Mayr's work in the Solomon Islands greatly impressed Dr. Leonard C. Sanford, a patron of the AMNH Department of Ornithology, who urged Mayr's appointment to the department to work on the collections amassed by the Whitney South Sea Expedition. Mayr arrived in New York on 19 January 1931 for a one-year temporary appointment. With the acquisition of the Rothschild collection, Mayr was offered a permanent position at the AMNH. He stayed at the AMNH for the next two decades as the Whitney-Rothschild Curator, working on perhaps the best collection of birds that had ever existed for the analysis of geographic variation, speciation, and island biogeography.
During his time at the AMNH, Mayr published his List of New Guinea Birds (1941), which is still the basic reference on this avifauna, and Systematics and the Origin of Species (1942), which propelled him into evolutionary biology and later into the history and philosophy of biology.
Ernst married Margarete Simon (1912-1990) in the spring of 1935; they had two daughters, Christa and Susanne. In 1937, they moved to Tenafly, New Jersey, where they lived until leaving for Cambridge, Massachusetts, in 1953.
In 1953, shortly after the death of Dr. Stanford, Mayr accepted an invitation to join the Museum of Comparative Zoology (MCZ) at Harvard University as an Alexander Agassiz Professor. This was a research position and did not entail work in the Bird Department at the MCZ or hold teaching responsibilities. Yet he did both. Accepting the MCZ position meant that Ernst had to leave his beloved WhitneyRothschild collection, and subsequently he did little empirical research. He did not leave ornithology, though, and he assumed the editorship of Peters's Check-list of Birds of the World, organizing and overseeing the publication of volumes 8-15 and the second edition of volume 1. He served as the president of the AOU (195759) and of the 13th International Ornithological Congress, in Ithaca, New York, in 1962.
Ernst went to Harvard to become more involved in teaching, which included teaching graduate students.

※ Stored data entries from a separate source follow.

PR #6389, opened 2021-11-24
Fixed shader graph errors when disabling the bias on texture samplers.

anisunity:
When creating a shader graph node sampler and disabling the second set of macros are used instead of the initial ones which were not properly supported for ray tracing. This fixes the issue.

Code only change, as long as it passes the formatting we're good.


JulienIgnace-Unity (approved):

TomasKiniulis (approved):
Small change. Bugfix verified by developer seems to be enough

Issue #1498, opened 2019-07-03
Navigation properties through an entity with an Enum key segment does not work.


jnanneng:
Ex:  …/OData/v4.0/1.0/Company('CRONUS International Ltd.')/Page99441(Type=NS.Page99441.Type'Order',No='1')/Customer_Link

The OData EnumBinder turns the value of the ‘Type’ key segment into a ‘ConstantNode’ with a value of an ODataEnumValue instance. 

When the @odata.Context value of the response attempts to be serialized, an exception is thrown:
The type 'Microsoft.OData.UriParser.ConstantNode' is not supported when converting to a URI literal.

This appears to occur within LiteralFormatter.FormatRawLiteral as it does not support a ‘ConstantNode’, but instead coded to ‘ODataEnumValue’.

### Assemblies affected

Microsoft.OData.* 7.5.0

### Reproduce steps

Define an entity with an enum key which is capable of navigating to another entity.  Issue a request for a navigation property of that entity.

### Expected result

It would succeed.

### Actual result

Error is encountered:  The type 'Microsoft.OData.UriParser.ConstantNode' is not supported when converting to a URI literal.

### Additional detail

The OData EnumBinder turns the value of the enum key segment into a ‘ConstantNode’ with a value of an ODataEnumValue instance. 

When the @odata.Context value of the response attempts to be serialized, an exception is thrown:
The type 'Microsoft.OData.UriParser.ConstantNode' is not supported when converting to a URI literal.

This appears to occur within LiteralFormatter.FormatRawLiteral as it does not support a ‘ConstantNode’, but instead coded to ‘ODataEnumValue’.

xuzhg:
Merged at: c64b89775306a909fdf5e71287d08ba6012ae19c

PR #1507, opened 2019-07-17
1498 :: Navigation properties through an entity with an Enum key segm…

jnanneng:
…ent does not work.

The OData EnumBinder turns the value of an enum type key segment value into a ‘ConstantNode’ with a value of an ODataEnumValue instance.

LiteralFormatter.FormatRawLiteral does not support a 'ConstantNode'; instead its coded for 'ODataEnumValue'.

The fix appears to be modifying the SegmentArgumentParser to return an ODataEnumValue.

### Issues

*This pull request fixes issue #1498.*

### Description

*Modify SegmentArgumentParser to return an ODataEnumValue*

- [ ] *Test cases added*

### Additional work necessary

### DIFF
--- a/src/Microsoft.OData.Core/UriParser/Parsers/SegmentArgumentParser.cs
+++ b/src/Microsoft.OData.Core/UriParser/Parsers/SegmentArgumentParser.cs
@@ -241,7 +241,7 @@ namespace Microsoft.OData.UriParser
                 QueryNode enumNode = null;
                 if (EnumBinder.TryBindIdentifier(valueText, typeReference.AsEnum(), null, out enumNode))
                 {
-                    convertedValue = enumNode;
+                    convertedValue = ((ConstantNode)enumNode).Value;
                     return true;
                 }
 
--- a/test/FunctionalTests/Microsoft.OData.Core.Tests/ScenarioTests/UriParser/PathFunctionalTests.cs
+++ b/test/FunctionalTests/Microsoft.OData.Core.Tests/ScenarioTests/UriParser/PathFunctionalTests.cs
@@ -1437,8 +1437,8 @@ namespace Microsoft.OData.Tests.ScenarioTests.UriParser
             path.Count.Should().Be(2);
             var keyInfo = path.Last().As<KeySegment>().Keys.Single();
             keyInfo.Key.Should().Be("PetCategorysColorPattern");
-            keyInfo.Value.As<ConstantNode>().Value.As<ODataEnumValue>().TypeName.Should().Be("Fully.Qualified.Namespace.ColorPattern");
-            keyInfo.Value.As<ConstantNode>().Value.As<ODataEnumValue>().Value.Should().Be("22");
+            keyInfo.Value.As<ODataEnumValue>().TypeName.Should().Be("Fully.Qualified.Namespace.ColorPattern");
+            keyInfo.Value.As<ODataEnumValue>().Value.Should().Be("22");
         }
         #endregion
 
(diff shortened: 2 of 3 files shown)


madansr7:
@jnanneng Thanks for your contribution. However, it seems your change is a breaking changes. We'd like it to target v8.0 version. 
Alternatively, can you fix it the Uri literal converting from the ConstantNode?

jnanneng:
It’s been a while since I’ve looked at this, if I recall correctly almost all of the downstream code paths expected an ODataEnumValue, none of which handled a ConstantNode (as that would likely require re-visiting fragments to evaluate, etc…)

Adding ConstantNode awareness to all of the other areas did not seem like a correct approach.  (IIRC this flowed through a number of other areas before it got down to the URI literal)

I was aware this was technically a breaking change, however the scenario does not function today.  Anyone that had an enum type as part of an entity key and managed to parse key segments themselves for ‘special processing’ might have thought ‘w.t.h.’ when the constant node was encountered.  If they went further and exposed a navigation property off such an entity, they were ‘dead in the water’.

Thoughts?

mikepizzo:
Looking at the code change, the code only affects what is returned by TryConvertValue, which is a private method called only by the SegmentArgumentParser.TryConvertValue method in order to determine key values.  This does not affect how enum values are parsed outside of key value segments (enumBinder still returns a constant node).

TryConvertValue is only called internally by CreateKeySegment, but is a public method, so the possible breaking changes would be:
1) if a user directly called TryConvertValue on an enum key value segment and expected the resulting value would be wrapped in a constant node (and didn't handle the unwrapped enum value). 
2) if a user called CreateKeySegment, and expected the enum value to come back wrapped in a constant node (and didn't have code to handle an unwrapped enum value).

Within a key segment there is no reason to wrap the enum value in a constant node, and none of the other key segments are wrapped in constant nodes (which is why the LiteralFormatter didn't expect the enum to be wrapped in a constant node).

It could be argued that generic external code that tries to consume a parsed key segment is likely also not to expect that the enum value is wrapped in a constant node (unless they explicitly encounter this and already hardcoded the assumption that enums are wrapped in a constant node, without handling the unwrapped value).

Support that this is relatively safe comes from the fact that the only logic/tests in the build that were broken are the unit tests that explicitly checked that the segments were constant nodes.  None of the E2E tests had to change to accommodate the new behavior.

Enums in keys are fairly rare and, as the original issue shows, are today broken when trying to write the url (i.e., id/edit/readlink to the instance, or any nav prop off the instance).

I'm not totally comfortable with this, as it is a breaking change, but it's arguably more likely that someone already using an enum as a key segment is already broken than that this change would break them.

mikepizzo:
Looking at the code change, the code only affects what is returned by TryConvertValue, which is a private method called only by the SegmentArgumentParser.TryConvertValue method in order to determine key values. This does not affect how enum values are parsed outside of key value segments (enumBinder still returns a constant node).

TryConvertValue is only called internally by CreateKeySegment, but is a public method, so the possible breaking changes would be:

1) if a user directly called TryConvertValue on an enum key value segment and expected the resulting value would be wrapped in a constant node (and didn't handle the unwrapped enum value).
2) if a user called CreateKeySegment, and expected the enum value to come back wrapped in a constant node (and didn't have code to handle an unwrapped enum value).

Within a key segment there is no reason to wrap the enum value in a constant node, and none of the other key segments are wrapped in constant nodes (which is why the LiteralFormatter didn't expect the enum to be wrapped in a constant node).

It could be argued that generic external code that tries to consume a parsed key segment is likely also not to expect that the enum value is wrapped in a constant node (unless they explicitly encounter this and already hardcoded the assumption that enums are wrapped in a constant node, without handling the unwrapped value).

Support that this is relatively safe comes from the fact that the only logic/tests in the build that were broken are the unit tests that explicitly checked that the segments were constant nodes. None of the E2E tests had to change to accommodate the new behavior.

Enums in keys are fairly rare and, as the original issue shows, are today broken when trying to write the url (i.e., id/edit/readlink to the instance, or any nav prop off the instance).

I'm not totally comfortable with this, as it is a breaking change, but it's arguably more likely that someone already using an enum as a key segment is already broken than that this change would break them.

---
In reply to: [523672818](https://github.com/OData/odata.net/pull/1507#issuecomment-523672818) [](ancestors = 523672818)

xuzhg:
Merged at: c64b89775306a909fdf5e71287d08ba6012ae19c

PR #1516, opened 2019-08-01
Dont Enforce ContentID Uniqueness outside ChangeSet in MultipartMixed

mikepizzo:
### Description

Prior to the changes for JSON Batch merged in 7.4, we did not enforce uniqueness of ContentID outside of a changeset in MultipartMixed batch format.

The OData 4.0 spec states that, within a changeset, each entry must have a ContentID and that content-id MUST be unique across the batch (not just the changeset). It doesn't mention ContentIds outside of the changeset, but the previous statement implies that the scope of uniqueness is the entire batch.  In OData 4.01 we tightened the wording to clarify that all ContentIds within the batch must be unique across the batch. This is especially important for JSON Batch responses, which can come back in any order so the ContentId is required to associated a response with a request, but the statement is made as a format-independent statement in the core protocol spec.

So, while it is arguably the right thing to do to enforce uniqueness across the batch for all formats, this is technically a breaking change to add this enforcement for the multipartmixed format.

This change request removes the uniqueness check across the batch for multipart/mixed in version 4.0; Content-Id must be unique within a changeset, but not across the batch. That also means, if Version 4.0 is specified, you can't reference things outside of the current changeset. 

For 4.01, and for all versions of JSON Batch, you Content-ID must be unique across the entire batch.

- [ x] *Test cases added*
- [ x] *Build and test with one-click build and test script passed*

### Additional work necessary

*None.*

### DIFF
--- a/src/Microsoft.OData.Core/MultipartMixed/ODataMultipartMixedBatchReader.cs
+++ b/src/Microsoft.OData.Core/MultipartMixed/ODataMultipartMixedBatchReader.cs
@@ -91,6 +91,12 @@ namespace Microsoft.OData.MultipartMixed
                     }
                 }
             }
+            else
+            {
+                // For backward compatibility, don't enforce uniqueness of Content-ID 
+                // in MultipartMixed outside of a changeset
+                this.payloadUriConverter.Reset();
+            }
 
             ODataBatchOperationRequestMessage requestMessage = BuildOperationRequestMessage(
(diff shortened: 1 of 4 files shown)


mikepizzo:
Built successfully; the CI pipeline build failed because it was unable to get sources (apparently because the branch was created in the OData repo, not my private repo).

PR #1523, opened 2019-08-14
ODataError protocol compliance change

KanishManuja-MS:
Change ODataError's ODataInnerError to be open by introducing a Properties dictionary which will allow for serializing and deserializing an error object with custom property names on the error object.

### DIFF
--- a/src/Microsoft.OData.Core/Json/JsonReaderExtensions.cs
+++ b/src/Microsoft.OData.Core/Json/JsonReaderExtensions.cs
@@ -13,7 +13,6 @@ namespace Microsoft.OData.Json
     using System.IO;
     using System.Text;
 
-
     /// <summary>
     /// Extension methods for the JSON reader.
     /// </summary>
--- a/src/Microsoft.OData.Core/Json/JsonReaderExtensions.cs
+++ b/src/Microsoft.OData.Core/Json/JsonReaderExtensions.cs
@@ -7,10 +7,12 @@
 namespace Microsoft.OData.Json
 {
     using System;
+    using System.Collections.Generic;
     using System.Diagnostics;
     using System.Globalization;
     using System.IO;
     using System.Text;
+
 
     /// <summary>
     /// Extension methods for the JSON reader.
@@ -313,6 +315,40 @@ namespace Microsoft.OData.Json
             {
                 RawValue = builder.ToString(),
             };
+        }
+
+        internal static ODataValue ReadODataValue(this IJsonReader jsonReader)
+        {
+            if (jsonReader.NodeType == JsonNodeType.PrimitiveValue)
+            {
+                object primitiveValue = jsonReader.ReadPrimitiveValue();
+
+                return primitiveValue.ToODataValue();
+            }
+            else if (jsonReader.NodeType == JsonNodeType.StartObject)
+            {
+                jsonReader.ReadStartObject();
+                ODataResourceValue resourceValue = new ODataResourceValue();
+                IList<ODataProperty> propertyList = new List<ODataProperty>();
+
+                while (jsonReader.NodeType != JsonNodeType.EndObject)
+                {
+                    ODataProperty property = new ODataProperty();
+                    property.Name = jsonReader.ReadPropertyName();
+                    property.Value = jsonReader.ReadODataValue();
+                    propertyList.Add(property);
+                }
+
+                resourceValue.Properties = propertyList;
+
+                jsonReader.ReadEndObject();
+
+                return resourceValue;
+            }
+            else
+            {
+                return jsonReader.ReadAsUntypedOrNullValue();
+            }
         }
 
         /// <summary>
--- a/src/Microsoft.OData.Core/Json/JsonReaderExtensions.cs
+++ b/src/Microsoft.OData.Core/Json/JsonReaderExtensions.cs
@@ -344,6 +344,22 @@ namespace Microsoft.OData.Json
 
                 return resourceValue;
             }
+            else if (jsonReader.NodeType == JsonNodeType.StartArray)
+            {
+                jsonReader.ReadStartArray();
+                ODataCollectionValue collectionValue = new ODataCollectionValue();
+                IList<object> propertyList = new List<object>();
+
+                while (jsonReader.NodeType != JsonNodeType.EndArray)
+                {
+                    propertyList.Add(jsonReader.ReadODataValue());
+                }
+
+                collectionValue.Items = propertyList;
+                jsonReader.ReadEndArray();
+
+                return collectionValue;
+            }
             else
             {
                 return jsonReader.ReadAsUntypedOrNullValue();
--- a/src/Microsoft.OData.Core/Json/JsonWriterExtensions.cs
+++ b/src/Microsoft.OData.Core/Json/JsonWriterExtensions.cs
@@ -249,14 +249,14 @@ namespace Microsoft.OData.Json
                 foreach (object item in collectionValue.Items)
                 {
                     // Will not be able to accurately serialize complex objects unless they are ODataValues. 
-                    if (item is ODataValue collectionItem)
+                    ODataValue collectionItem = item as ODataValue;
+                    if (item != null)
                     {
                         jsonWriter.WriteODataValue(collectionItem);
                     }
                     else
                     {
-                        throw new ODataException(
-                            "Unable to serialize an object in a collection as it is not an ODataPrimitve or ODataResourceValue.");
+                        throw new ODataException(ODataErrorStrings.ODataJsonWriter_UnsupportedValueInCollection);
                     }
                 }
 
@@ -266,7 +266,7 @@ namespace Microsoft.OData.Json
             }
 
             throw new ODataException(
-                "Unable to serialize the ODataValue.");
+                ODataErrorStrings.ODataJsonWriter_UnsupportedValueType(odataValue.GetType().FullName));
         }
     }
 }
--- a/src/Microsoft.OData.Core/Json/JsonWriterExtensions.cs
+++ b/src/Microsoft.OData.Core/Json/JsonWriterExtensions.cs
@@ -181,7 +181,7 @@ namespace Microsoft.OData.Json
         /// </summary>
         /// <param name="jsonWriter">The <see cref="JsonWriter"/> to write to.</param>
         /// <param name="propertyValue">value to write.</param>
-        private static void WriteJsonValue(this IJsonWriter jsonWriter, object propertyValue)
+        internal static void WriteJsonValue(this IJsonWriter jsonWriter, object propertyValue)
         {
             if (propertyValue == null)
             {
--- a/src/Microsoft.OData.Core/Json/JsonWriterExtensions.cs
+++ b/src/Microsoft.OData.Core/Json/JsonWriterExtensions.cs
@@ -8,13 +8,12 @@ namespace Microsoft.OData.Json
 {
     #region Namespaces
     using System;
-    using System.Diagnostics;
-    using System.Collections.Generic;
     using System.Collections;
+    using System.Collections.Generic;
+    using System.Diagnostics;
+    using ODataErrorStrings = Microsoft.OData.Strings;
     using Microsoft.OData.Edm;
     using Microsoft.OData.Metadata;
-    using ODataErrorStrings = Microsoft.OData.Strings;
-    using ODataPlatformHelper = Microsoft.OData.PlatformHelper;
     #endregion Namespaces
 
     /// <summary>
@@ -205,6 +204,43 @@ namespace Microsoft.OData.Json
                     jsonWriter.WriteJsonArrayValue(arrayValue);
                 }
             }
+        }
+
+        /// <summary>
+        /// Writes the json value (primitive, IDictionary or IEnumerable) to the underlying json writer.
+        /// </summary>
+        /// <param name="jsonWriter">The <see cref="JsonWriter"/> to write to.</param>
+        /// <param name="propertyValue">value to write.</param>
+        internal static void WriteODataValue(this IJsonWriter jsonWriter, ODataValue odataValue)
+        {
+            if (odataValue == null)
+            {
+                jsonWriter.WriteValue((string)null);
+                return;
+            }
+
+            object objectValue = odataValue.FromODataValue();
+            if (EdmLibraryExtensions.IsPrimitiveType(objectValue.GetType()))
+            {
+                jsonWriter.WritePrimitiveValue(objectValue);
+                return;
+            }
+
+            ODataResourceValue resourceValue = odataValue as ODataResourceValue;
+            if (resourceValue != null)
+            {
+                jsonWriter.StartObjectScope();
+
+                foreach (ODataProperty property in resourceValue.Properties)
+                {
+                    jsonWriter.WriteName(property.Name);
+                    jsonWriter.WriteODataValue(property.ODataValue);
+                }
+
+                jsonWriter.EndObjectScope();
+            }
+
+            return;
         }
     }
 }
--- a/src/Microsoft.OData.Core/Json/JsonWriterExtensions.cs
+++ b/src/Microsoft.OData.Core/Json/JsonWriterExtensions.cs
@@ -11,9 +11,9 @@ namespace Microsoft.OData.Json
     using System.Collections;
     using System.Collections.Generic;
     using System.Diagnostics;
-    using ODataErrorStrings = Microsoft.OData.Strings;
     using Microsoft.OData.Edm;
     using Microsoft.OData.Metadata;
+    using ODataErrorStrings = Microsoft.OData.Strings;
     #endregion Namespaces
 
     /// <summary>
--- a/src/Microsoft.OData.Core/Json/JsonWriterExtensions.cs
+++ b/src/Microsoft.OData.Core/Json/JsonWriterExtensions.cs
@@ -213,7 +213,7 @@ namespace Microsoft.OData.Json
         /// <param name="propertyValue">value to write.</param>
         internal static void WriteODataValue(this IJsonWriter jsonWriter, ODataValue odataValue)
         {
-            if (odataValue == null)
+            if (odataValue == null || odataValue is ODataNullValue)
             {
                 jsonWriter.WriteValue((string)null);
                 return;
--- a/src/Microsoft.OData.Core/Json/JsonWriterExtensions.cs
+++ b/src/Microsoft.OData.Core/Json/JsonWriterExtensions.cs
@@ -180,7 +180,7 @@ namespace Microsoft.OData.Json
         /// </summary>
         /// <param name="jsonWriter">The <see cref="JsonWriter"/> to write to.</param>
         /// <param name="propertyValue">value to write.</param>
-        internal static void WriteJsonValue(this IJsonWriter jsonWriter, object propertyValue)
+        private static void WriteJsonValue(this IJsonWriter jsonWriter, object propertyValue)
         {
             if (propertyValue == null)
             {
@@ -238,9 +238,35 @@ namespace Microsoft.OData.Json
                 }
 
                 jsonWriter.EndObjectScope();
+                return;
             }
 
-            return;
+            ODataCollectionValue collectionValue = odataValue as ODataCollectionValue;
+            if (collectionValue != null)
+            {
+                jsonWriter.StartArrayScope();
+
+                foreach (object item in collectionValue.Items)
+                {
+                    // Will not be able to accurately serialize complex objects unless they are ODataValues. 
+                    if (item is ODataValue collectionItem)
+                    {
+                        jsonWriter.WriteODataValue(collectionItem);
+                    }
+                    else
+                    {
+                        throw new ODataException(
+                            "Unable to serialize an object in a collection as it is not an ODataPrimitve or ODataResourceValue.");
+                    }
+                }
+
+                jsonWriter.EndArrayScope();
+
+                return; 
+            }
+
+            throw new ODataException(
+                "Unable to serialize the ODataValue.");
         }
     }
 }
--- a/src/Microsoft.OData.Core/Json/JsonWriterExtensions.cs
+++ b/src/Microsoft.OData.Core/Json/JsonWriterExtensions.cs
@@ -157,60 +157,10 @@ namespace Microsoft.OData.Json
         }
 
         /// <summary>
-        /// Writes the json array value.
+        /// Writes the ODataValue (primitive, collection or resource value) to the underlying json writer.
         /// </summary>
         /// <param name="jsonWriter">The <see cref="JsonWriter"/> to write to.</param>
-        /// <param name="arrayValue">Writes the json array value to the underlying json writer.</param>
-        private static void WriteJsonArrayValue(this IJsonWriter jsonWriter, IEnumerable arrayValue)
-        {
-            Debug.Assert(arrayValue != null, "arrayValue != null");
-
-            jsonWriter.StartArrayScope();
-
-            foreach (object element in arrayValue)
-            {
-                jsonWriter.WriteJsonValue(element);
-            }
-
-            jsonWriter.EndArrayScope();
-        }
-
-        /// <summary>
-        /// Writes the json value (primitive, IDictionary or IEnumerable) to the underlying json writer.
-        /// </summary>
-        /// <param name="jsonWriter">The <see cref="JsonWriter"/> to write to.</param>
-        /// <param name="propertyValue">value to write.</param>
-        private static void WriteJsonValue(this IJsonWriter jsonWriter, object propertyValue)
-        {
-            if (propertyValue == null)
-            {
-                jsonWriter.WriteValue((string)null);
-            }
-            else if (EdmLibraryExtensions.IsPrimitiveType(propertyValue.GetType()))
-            {
-                jsonWriter.WritePrimitiveValue(propertyValue);
-            }
-            else
-            {
-                IDictionary<string, object> objectValue = propertyValue as IDictionary<string, object>;
-                if (objectValue != null)
-                {
-                    jsonWriter.WriteJsonObjectValue(objectValue, null /*typeName */);
-                }
-                else
-                {
-                    IEnumerable arrayValue = propertyValue as IEnumerable;
-                    Debug.Assert(arrayValue != null, "arrayValue != null");
-                    jsonWriter.WriteJsonArrayValue(arrayValue);
-                }
-            }
-        }
-
-        /// <summary>
-        /// Writes the json value (primitive, IDictionary or IEnumerable) to the underlying json writer.
-        /// </summary>
-        /// <param name="jsonWriter">The <see cref="JsonWriter"/> to write to.</param>
-        /// <param name="propertyValue">value to write.</param>
+        /// <param name="odataValue">value to write.</param>
         internal static void WriteODataValue(this IJsonWriter jsonWriter, ODataValue odataValue)
         {
             if (odataValue == null || odataValue is ODataNullValue)
@@ -262,11 +212,61 @@ namespace Microsoft.OData.Json
 
                 jsonWriter.EndArrayScope();
 
-                return; 
+                return;
             }
 
             throw new ODataException(
                 ODataErrorStrings.ODataJsonWriter_UnsupportedValueType(odataValue.GetType().FullName));
+        }
+
+        /// <summary>
+        /// Writes the json array value.
+        /// </summary>
+        /// <param name="jsonWriter">The <see cref="JsonWriter"/> to write to.</param>
+        /// <param name="arrayValue">Writes the json array value to the underlying json writer.</param>
+        private static void WriteJsonArrayValue(this IJsonWriter jsonWriter, IEnumerable arrayValue)
+        {
+            Debug.Assert(arrayValue != null, "arrayValue != null");
+
+            jsonWriter.StartArrayScope();
+
+            foreach (object element in arrayValue)
+            {
+                jsonWriter.WriteJsonValue(element);
+            }
+
+            jsonWriter.EndArrayScope();
+        }
+
+        /// <summary>
+        /// Writes the json value (primitive, IDictionary or IEnumerable) to the underlying json writer.
+        /// </summary>
+        /// <param name="jsonWriter">The <see cref="JsonWriter"/> to write to.</param>
+        /// <param name="propertyValue">value to write.</param>
+        private static void WriteJsonValue(this IJsonWriter jsonWriter, object propertyValue)
+        {
+            if (propertyValue == null)
+            {
+                jsonWriter.WriteValue((string)null);
+            }
+            else if (EdmLibraryExtensions.IsPrimitiveType(propertyValue.GetType()))
+            {
+                jsonWriter.WritePrimitiveValue(propertyValue);
+            }
+            else
+            {
+                IDictionary<string, object> objectValue = propertyValue as IDictionary<string, object>;
+                if (objectValue != null)
+                {
+                    jsonWriter.WriteJsonObjectValue(objectValue, null /*typeName */);
+                }
+                else
+                {
+                    IEnumerable arrayValue = propertyValue as IEnumerable;
+                    Debug.Assert(arrayValue != null, "arrayValue != null");
+                    jsonWriter.WriteJsonArrayValue(arrayValue);
+                }
+            }
         }
     }
 }
--- a/src/Microsoft.OData.Core/Json/ODataJsonReaderCoreUtils.cs
+++ b/src/Microsoft.OData.Core/Json/ODataJsonReaderCoreUtils.cs
@@ -130,7 +130,7 @@ namespace Microsoft.OData.Json
         /// <param name="inputContext">The input context with all the settings.</param>
         /// <param name="recursionDepth">The recursion depth to start with.</param>
         /// <returns>an instance of IDictionary containing the spatial value.</returns>
-        private static IDictionary<string, object> ReadObjectValue(IJsonReader jsonReader, bool insideJsonObjectValue, ODataInputContext inputContext, int recursionDepth)
+        internal static IDictionary<string, object> ReadObjectValue(IJsonReader jsonReader, bool insideJsonObjectValue, ODataInputContext inputContext, int recursionDepth)
         {
             Debug.Assert(jsonReader != null, "jsonReader != null");
             Debug.Assert(insideJsonObjectValue || jsonReader.NodeType == JsonNodeType.StartObject, "insideJsonObjectValue || jsonReader.NodeType == JsonNodeType.StartObject");
--- a/src/Microsoft.OData.Core/Json/ODataJsonReaderCoreUtils.cs
+++ b/src/Microsoft.OData.Core/Json/ODataJsonReaderCoreUtils.cs
@@ -130,7 +130,7 @@ namespace Microsoft.OData.Json
         /// <param name="inputContext">The input context with all the settings.</param>
         /// <param name="recursionDepth">The recursion depth to start with.</param>
         /// <returns>an instance of IDictionary containing the spatial value.</returns>
-        internal static IDictionary<string, object> ReadObjectValue(IJsonReader jsonReader, bool insideJsonObjectValue, ODataInputContext inputContext, int recursionDepth)
+        private static IDictionary<string, object> ReadObjectValue(IJsonReader jsonReader, bool insideJsonObjectValue, ODataInputContext inputContext, int recursionDepth)
         {
             Debug.Assert(jsonReader != null, "jsonReader != null");
             Debug.Assert(insideJsonObjectValue || jsonReader.NodeType == JsonNodeType.StartObject, "insideJsonObjectValue || jsonReader.NodeType == JsonNodeType.StartObject");
--- a/src/Microsoft.OData.Core/Json/ODataJsonWriterUtils.cs
+++ b/src/Microsoft.OData.Core/Json/ODataJsonWriterUtils.cs
@@ -262,15 +262,21 @@ namespace Microsoft.OData.Json
             {
                 sb.Append("null");
             }
-            else if (value is ODataCollectionValue collectionValue)
+
+            ODataCollectionValue collectionValue = value as ODataCollectionValue;
+            if (collectionValue != null)
             {
                 ODataCollectionValueToString(sb, collectionValue);
             }
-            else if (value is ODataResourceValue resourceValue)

His scholarly interests turned first to evolutionary analyses (Animal Species and Evolution, 1963), then to the history of biology (The Growth of Biological Thought, 1982), and finally to the philosophy of biology (Toward a New Philosophy of Biology, 1988, and What Makes Biology Unique, 2004). Ernst retained his interest in ornithology to the end of his life and was always most happy to discuss avian biology with visitors.
The move to Harvard allowed Ernst to eliminate the hour-long commute between his home and the AMNH. He found an apartment within walking distance of the MCZ and, subsequently, a house even closer on Chauncey Street. His walk to and from the MCZ was an important part of his daily activity, as was an additional long walk later in the afternoon. It was always amusing that in his walk to and from the museum, Ernst took diagonals whenever possible, saying that it cut the distance he had to walk, which seemed illogical, given his longer, voluntary walks in the afternoon. Those walks, which he made into his last year of life, may well have had an important influence on his general health and long life.